Theo breaks down the request pipeline: user prompt → harness (system prompt, tools) → API (filtering/safety checks) → inference (GPUs/TPUs). Each layer can degrade output without touching the model.

API Refusals: Aggressive filters block benign tasks. Example: Claude Code refused a Gold Bug cipher (math puzzle, not hacking), citing malware risk—pure API, not model. Bans on non-SE tasks (e.g., UI debugging) spiked post-OpenClaw changes.

Harness Pollution: Custom skills/plugins bloat context, nudging models off-track. Users add 'useless MCP servers'; devs over-customize. Worse: Claude Code's own harness flaws. It mandates reading files before edits but mishandles searches as reads, forcing redundant tool calls. One package.json update ballooned from 1 API call to 5, wasting tokens/compute/context.

"This is an example of the harness not just making the model behave worse or dumber but also costing you more usage and money," Theo notes. Matt Mau's benchmark is damning: same Opus model scores 15% worse in Claude Code vs. Cursor (official CLIs also lag). "Anthropic is too focused on making Claude code have all these features... shipping utter slop constantly. And the result is that the models feel dumber."

System prompt tweaks alone can tank performance: "If you gave me source code access to cloud code, I could make it the dumbest harness ever with just a couple words being changed."

Inference Variability: Anthropic shards across Nvidia GPUs, AWS Trainium, Google TPUs—diverse hardware yields inconsistent outputs. Tool-heavy flows (read → edit) chain requests, potentially hitting different backends per step. Multi-cloud desperation amplifies errors.

Context Rot and 'Getting Lost': Long sessions accumulate noise (failed tools, irrelevant reads), causing models to misinterpret history. Opus 4.7 scripting demo: model flipped repo-clone logic from prior chat drift.

Model Updates Aren't Immune, But Aren't the Main Culprit

Opus 4.6→4.7 feels worse for many, including Theo, but he pins most on non-model layers. Anthropic's postmortem (linked) details prior issues; new tokenizer costs more tokens. Trackers like Margin Labs quantify code regressions. Yet, benchmarks isolate harness impact—Opus shines in cleaner envs like Cursor.

"We are now at a point where anthropics incompetence in engineering is making us think their models are getting dumber," Theo hot-takes. Features expand 'service area for stupid': e.g., malware false-positive on T3.gg design tweaks polluted context start-to-finish.

Historical pattern: launches strong, then regresses via layers. Solution? Cleaner harnesses, stable APIs, unified inference.
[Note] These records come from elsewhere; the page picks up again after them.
PR #1613, opened 2021-09-01
[story/ECP-1183] Make admin claim verifier qualifications matching comparable to previous CSV matching

nomasprime:


app/models/automated_checks/claim_verifiers/qualifications.rb
```diff
@@ -35,10 +32,23 @@ def complete_match
...
+          "Not eligible"
+        else
+          <<~HTML
+            #{match == :none ? "Ine" : "E"}ligible:
+            <pre>
+              ITT subject codes: #{dqt_teacher_status.itt_subject_codes}
+              Degree codes:      #{dqt_teacher_status.degree_codes}
+              QTS award date:    #{dqt_teacher_status.qts_award_date}
+            </pre>
+          HTML
```
WorkSutton, line 46: @nomasprime Assume when we do the work you describe in the ticket this will be removed/change?
As said in a previous review this feels presentational and therefore in the wrong place.
Given time constraints and urgency will accept

WorkSutton (approved):

PR #1616, opened 2021-09-01
[story/ECP-1195] Add new DQT fields to admin claim verifier qualifications notes

nomasprime:


nomasprime:
Flaky spec constantly failing. If still failing tomorrow, will have to ignore until it can be fixed.

WorkSutton (approved):
@nomasprime same comments on some other PR's feels like we have presentational details  in the model layer. Assume this will change when you do the upcoming work?
Given time constraints and urgency approving

PR #3682, opened 2025-04-01
[CAPT-2092] fix admin accepting cookies before auth

asmega:
# Context

- https://dfedigital.atlassian.net/browse/CAPT-2092
- fix admin accepting cookies before auth


rjlynch (approved):
Nice 🥳 this gets me so often on review apps!

PR #3686, opened 2025-04-01
[CAPT-1458] Set security headers

asmega:
# Context

- https://dfedigital.atlassian.net/browse/CAPT-1458
- Set security headers


rjlynch (approved):
👍

PR #3701, opened 2025-04-07
Fix pending database migrations preventing dfe-analytics initialisation

slorek:
We have noticed that when deploying changes including database migrations, dfe-analytics stops sending ActiveRecord-related events. Web request events still work. This is because dfe-analytics is [rescuing the exception and failing to initialise](https://github.com/DFE-Digital/dfe-analytics/blob/ad9e5a24296aa4bf755d04ceb96ad21f7f8c76d8/lib/dfe/analytics.rb#L134).

We are advised that moving the `prepare-database` step to before `terraform-apply` should resolve this.

### DIFF
--- a/.github/actions/deploy-environment/action.yml
+++ b/.github/actions/deploy-environment/action.yml
@@ -51,6 +51,15 @@ runs:
         project_id: claim-additional-payments
         workload_identity_provider: projects/638192024625/locations/global/workloadIdentityPools/claim-additional-payments-for-te/providers/claim-additional-payments-for-te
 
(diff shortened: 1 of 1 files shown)


rjlynch (approved):
LGTM, should be safe to move this before the terraform apply step.🤞 this does the trick

asmega:
I think this has broken review apps, can't seem to get a review app to deploy now. Also not sure how this would work, how can you run migrations before terraform apply has happened? surely there would be no migrations to apply at that moment in time?

PR #3705, opened 2025-04-08
Remove LUP#subject_symbols

rjlynch:
In practice LUP only ever returns the fixed subject symbols. While removing the `subject_symbols` method creates a bit of noise, as we can't duck type the two policies when checking subject symbols, it will make it easier to create an LUP only journey.


app/forms/journeys/additional_payments_for_teaching/eligible_itt_subject_form.rb
```diff
@@ -31,7 +31,7 @@ def self.qualification_to_substring(qualification_symbol)
       end
 
       def available_subjects
-        @available_subjects ||= subject_symbols.map(&:to_s)
+        @available_subjects ||= subject_symbols.map(&:to_s).sort
```
asmega, line 34: i don't think you need the `sort` on the end as method already sorts?

asmega (approved):

app/forms/journeys/additional_payments_for_teaching/eligible_itt_subject_form.rb
rjlynch: For some reason one of the tests was failing without it 🤷 I couldn't work out why

PR #3715, opened 2025-04-11
[CAPT-2411] Better a11y for address related forms

asmega:
# Context

- https://dfedigital.atlassian.net/browse/CAPT-2411
- Mark optional address fields with `optional`
- Give example of valid postcode in error message


rjlynch (approved):
LGTM 👍

PR #3718, opened 2025-04-14
capt 2054/lup only journey

rjlynch:
# Implement TRI only journey.
This PR implements a standalone journey for the targeted retention incentive policy.
The relevant forms from the additional payments journey have a been reimplemented to support only the TRI journey.
The relevant views from additional payments have been reimplemented to support TRI only and also migrated to use the govuk form builder and govuk components.

## Review notes
The main files to pay attention to are
Session answers - `app/models/journeys/targeted_retention_incentive_payments/session_answers.rb`
Slug sequence - `app/models/journeys/targeted_retention_incentive_payments/slug_sequence.rb`

The views and forms are all standard and follow the general conventions in the app, can probably just skim these.
The slug sequence is a little different to other journeys in that we conditionally build up the list of slugs rather than conditionally remove slugs, this makes it much easier to reason about, at least to me. The constants in the slug sequence are now redundant but are required for compatibility with the rest of the app.

We can't run both additional payments and TRI journeys simultaneously, as the code expects a policy to only existing in one journey. To deal with this we've added a feature flag for enabling TRI only. When this feature flag is enabled additional payments only contains the ECP policy. We'll be removing additional payments soon so we don't need to support policies working for multiple journeys.

I've extracted the locales for TRI to their own file as 1.) the en.yml file is getting unwieldy, and 2.) it will make it easier to remove the additional payments journey as we won't need to audit as many keys. If we want to keep a single locales file it's not much effort to put the TRI keys back in there.

Most scenarios are covered by feature specs (eg ineligible paths), a bit slower but we get better coverage. Setup is repeated in each of the it blocks as it makes a single spec much easier to read / modify.


app/controllers/claims_controller.rb
```diff
@@ -96,7 +96,9 @@ def redirect_to_existing_claim_journey
   end
 
   def set_backlink_path
-    @backlink_path = claim_path(current_journey_routing_name, previous_slug) if previous_slug.present?
+    if previous_slug.present? && Journeys::PageSequence::DEAD_END_SLUGS.exclude?(current_slug)
```
rjlynch, line 99: We do this as we don't want to show backlinks on the ineligible pages on the LUP only journey.
Backlinks only render if `@backlink_path` has been set.

We should consider moving `DEAD_END_SLUGS` into the `SlugSequence` once everything is moved over to use the navigator.

app/models/journeys/additional_payments_for_teaching.rb
```diff
@@ -30,6 +30,14 @@ module AdditionalPaymentsForTeaching
       }
     }.freeze
 
+    def policies
+      if FeatureFlag.enabled?(:tri_only_journey)
+        [Policies::EarlyCareerPayments]
+      else
+        POLICIES
+      end
+    end
```
rjlynch, line 39: We have to do this as the code doesn't support a Policy (`TargetedRetentionIncentivePayments`) being present in multiple journeys, there's various places where we look up the journey for a given policy. When this feature flag is enabled the additional payments journey only allows claiming for EY. This isn't an issue as we're not accepting AP claims, and in the PRs to removed additional payments we remove this journey and the usage of the feature flag.
We've introduced the feature flag to avoid doing too much in this already large PR!

app/models/journeys/targeted_retention_incentive_payments/slug_sequence.rb
```diff
@@ -0,0 +1,164 @@
...
+
+      delegate :answers, to: :journey_session
+
+      def initialize(journey_session)
+        @journey_session = journey_session
+      end
+
+      def self.start_page_url
+        Rails.application.routes.url_helpers.landing_page_path(
+          "targeted-retention-incentive-payments"
```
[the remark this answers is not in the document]
rjlynch: Yeah Laura's been testing the prototype with that path and it's been sent to policy for testing.

> i'm guessing there will need to be changes outside the app that will now need pointing here?
Good point 👍 will need to sort that before we flip the feature flag, will open a ticket to keep track.

asmega (approved):
nice one! had a look through, skimmed some bits. probably want more eyes for a big change

> I've extracted the locales for TRI to their own file

this is way better. hoping at some point we can get some defaults and some hierarchy structure in place should be able to remove lots of duplication and dead stuff

> The slug sequence is a little different to other journeys in that we conditionally build up the list of slugs rather than conditionally remove slugs

agreed, way easier to comprehend. hoping we can switchover the others at some point to do the same thing.

app/models/journeys/additional_payments_for_teaching.rb
rjlynch: Yeah, TMA (too many acronyms)

PR #3723, opened 2025-04-15
CAPT-1475 - STEP 2 - Rename the string enum column to the original column

kenfodder:
This relies on STEP 1 deployment and instructions being run first: https://github.com/DFE-Digital/claim-additional-payments-for-teaching/pull/3722

This drops the old column and renames the new columns back to original names.

I've tested this on a [Review App](https://github.com/DFE-Digital/claim-additional-payments-for-teaching/pull/3738) doing the all the steps.

### DIFF
--- a/app/models/school.rb
+++ b/app/models/school.rb
@@ -15,7 +15,7 @@ class School < ApplicationRecord
   validates :school_type_group, presence: true
   validates :school_type, presence: true
 
-  scope :fe_only, -> { where(phase: 6) } # PhaseOfEducation == 16 plus
+  scope :fe_only, -> { where(phase: "sixteen_plus") }
 
   PHASES = {
     not_applicable: 0,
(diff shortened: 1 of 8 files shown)


app/models/school.rb
```diff
@@ -28,6 +28,8 @@ class School < ApplicationRecord
     all_through: 7
   }.freeze
 
+  PHASE_STRINGS = PHASES.keys.map(&:to_s).index_with(&:itself).freeze
```
rjlynch, line 31: Not a blocker but would probably rename this to `PHASES` (or inline it directly in the enum definition) and move the existing `PHASES` and `self.phase_code_to_enum` to `app/models/school_data_importer.rb` as that seems to be the only place it's used.
Same with the other X_STRINGS constants

rjlynch (approved):
Looks good, but would def run this on a local copy of production first!

PR #3727, opened 2025-04-16
[CAPT-2112] Remove delayed job code

asmega:
# Context

- https://dfedigital.atlassian.net/browse/CAPT-2112
- Remove delayed job queue code as now using solid queue
- Does not remove database tables, these can be removed once this change is deployed
- Maybe run solid queue for a bit before we merge this one


rjlynch (approved):
LGTM 👍

PR #3742, opened 2025-04-23
Remove a spec helper

rjlynch:
This isn't used anywhere and I'm not sure what it would be used for.


asmega:
given the sea of red i'm guessing it's still used somewhere 😂

rjlynch:
> given the sea of red i'm guessing it's still used somewhere 😂

😂 the module is included in spec helper, forgot to commit that change 😂

asmega (approved):

PR #3746, opened 2025-04-24
[CAPT-2417] Refactor TSLR subjects taught page

asmega:
# Context

- https://dfedigital.atlassian.net/browse/CAPT-2417

# Notes

- Changes TSLR journey subjects taught form
- This is to aid in migrating TSLR journey to use navigator
- `subjects_taught` is now the public api of the form as this in the input from the HTML form
- `taught_eligible_subjects` and all the `_taught` fields are now part of the `private` api as these are part of backend data structures
- Also now use govuk form builder for this form


rjlynch (approved):
Much nicer 👍

PR #425, opened 2025-04-11
[ADD] Wooden Chair

Shikifet:
## References

_None_

## About The Pull Request

A not so innocent chair where a character can be tied to, with a few accessories to make it more interesting.

## Changelog

Authored by: Shikifet

```md
Assets:
- [Wooden Chair] Added new room device "Wooden Chair" with optional toys and restraints
```

## Checklist


ClaudiaMia (changes requested):
Very very nice asset! I feel something like this was really missing and I am sure it will provide tons fun!

In my tests, I feel it is working very well!

A few comments, though:
I feel like the chair and cushion images could be brightened a bit more without losing shading, so they can be colored in brighter colors, too, if the user so choses.

Also, just for your information, your branch has a merge conflict with the PR I opened earlier, where I renamed `Vulva_protruding` to `Crotch_protruding`. I propose to merge yours first and then I will change this attribute in your asset on my branch.

Lastly, an optional comment, where I am not sure it needs any changes, but I just wanted to provide it as feedback: 
When the slot is empty and some ties are visible, this can become a point of confusion for users why they cannot enter the device. Then again, I feel the chair can really profit from showing the rope ties even on an empty chair for the mood in a room, so I am leaning to say that it is good like it is.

Users: minimize custom junk; reset contexts.

Key Takeaways

Audit your harness/system prompt: strip unused skills/plugins to reduce context pollution and boost reliability.
Test models in multiple UIs (e.g., Cursor vs. Claude Code) to isolate harness flaws—15% gaps are common.
Expect variability from multi-hardware inference; short sessions minimize chain-request drift.
Pushback on refusals: distinguish API blocks (retriable) from true model limits.
Track benchmarks like Margin Labs SWE-bench or Matt Mau's for objective regressions vs. expectation shifts.
Demand engineering rigor from providers: features without harness fixes create 'slop' that mimics dumb models.
Raise your bar strategically—harder prompts are fine, but pair with clean scaffolding.
For production, prefer stable envs over bleeding-edge; Opus 4.5 may outperform 4.7 in cluttered setups.